那天我下班回家,一辆小车停在我面前,玻璃摇了下来,邹大国面带微笑向我挥手:“上车吧!”
“你怎么来省城了?”
“开会,顺便来看看你这个大记者。”邹大国依然面带微笑。
邹大国的司机把我们带到一家豪华的酒店,看来他的司机对省城已是熟门熟路。司机点了一桌子好菜,很丰盛,天上飞的,地上跑的,水里游的都有,喝的酒是茅台。
几杯酒下肚后,我说:“今天让你破费了,你是不是有啥事求我?”
“老同学叙叙旧而已,没别的意思。”
“来,抽根烟。”我哈着酒气,掏出“廉正牌”烟说。
“还是抽我的吧。”邹大国嘴上叼了一根,然后给我递上一根中华,点燃,嘿嘿一笑,“你一个大记者,就抽这种廉价烟?”
“便宜,实惠,再说我烟瘾也大。”我也嘿嘿一笑。
“廉价烟,伤身体。”
我转移话题说,“你这次一定是有事求我,你说,只要我能办到的,一定帮你办成。”
邹大国摸了摸头说:“我还真有一件小事,我们医院准备申报三甲医院,你帮我写篇文章吹捧一下本人和医院……”
我说:“目前国内三甲医院的数量是严格控制的,不是随便就申报成功的,卫生部要对硬件、软件进行评估,要多次去医院实地考察。”
“这我知道,其他的我自有办法,你只负责给我‘吹就是,材料我都给你准备好了,到时我司机会给你的。”
那天,我喝醉了,都不知道是怎么回家的。第二天醒来,我才发现那个黑袋子,我打开一看,里面是一条中华烟和医院的材料,最下面还有一个厚厚的信封,打开一看,里面全是崭新的百元钞票。
熬夜几个晚上,稿子终于写了出来,发给邹大国过目,他很满意。
不久,这篇长篇通讯报道在我负责的版面上发了出来。
第二年,县医院终于被评上了三甲医院。电视上也报道了他,他被市里评为十佳院长。
此后,我和邹大国各忙各的,一个在省城,一个在县城,始终没再见面。其间,我在网上看到了各种负面消息,有举报他包养情人的,有举报他吃回扣的,有举报打着为职工修建住宅楼,实为自己修建别墅……但几年过去了,邹大国依然还是院长。我听私下里有人说他:妓女睡觉——上面有人。

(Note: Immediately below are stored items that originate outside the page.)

PR #1018, opened 2025-06-12
Cleanup main model: Job dispatch into separate file

mgovers:
Migrate (job/batch) dispatch logic into separate file

No additional testing was added in this PR yet because the dispatch logic was not really tested in the first place.

NOTE: future improvements can make batch dispatch an input argument into main model rather than the other way around. However, that first requires splitting the logic on how a main model does setup/winddown scenario away from the batch dispatch logic itself. Maybe we can do that by making it static functions that take `main_model` as an input argument?

- [x] Benchmark to confirm no significant performance penalty


power_grid_model_c/power_grid_model/include/power_grid_model/main_model_impl.hpp
```diff
@@ -178,7 +183,6 @@ class MainModelImpl<ExtraRetrievableTypes<ExtraRetrievableType...>, ComponentLis
           meta_data_{&meta_data},
           math_solver_dispatcher_{&math_solver_dispatcher} {}
 
-  private:
```
mgovers, line 181: here and below: i don't like this, but i don't know of a good alternative except making static functions for this. Maybe we can provide a `main_model_view` to the batch dispatch logic? thoughts?

we can also do that as a future improvement as just discussed.

power_grid_model_c/power_grid_model/include/power_grid_model/batch_dispatch.hpp
```diff
@@ -0,0 +1,255 @@
...
+                try {
+                    winddown_(args...);
+                } catch (...) {
+                    recover_from_bad_(args...);
+                }
+            }
+        };
+    }
+
+    static auto scenario_update_restore(
```
mgovers: the contents of this function feel out-of-place here. maybe we need to re-add this function to main model impl again. thoughts?

power_grid_model_c/power_grid_model/include/power_grid_model/batch_dispatch.hpp
```diff
@@ -0,0 +1,255 @@
...
+#include "main_model_fwd.hpp"
+
+#include "main_core/calculation_info.hpp"
+#include "main_core/update.hpp"
+
+#include <thread>
+
+namespace power_grid_model {
+
+template <class MainModel, class... ComponentType> class BatchDispatch {
```
mgovers: we probably want to revert this dependency: `BatchDispatch` should be MainModel-agnostic. would be a good future improvement. It probably would help to move `scenario_update_restore` back to main model. thoughts?

power_grid_model_c/power_grid_model/include/power_grid_model/batch_dispatch.hpp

转眼又是两年过去了,我去某监狱采访。采访完毕,正好是罪犯们放风的时间,在一堆堆的人群中我发现了邹大国,他虽然穿着囚服,留着小平头,但我还是一眼认出了他。
“大国,你怎么在这里?”我走过去拍了拍他的肩膀。
“你是?”他一愣,半天才回过神来,不好意思的,“原来是你!”接着叹了一口气,“说来话长,有烟没?”
我说:“我知道你一直抽中华烟,我的都是便宜烟。”
“我烟瘾大,快给我一根。”
我掏出半包“廉正牌”烟递了过去,他接过后向四周看了看,弹出一根,点燃后贪婪地吸了一口,然后悠悠地吐了出来:“味道不错,虽然有点辣有点苦,但好抽……”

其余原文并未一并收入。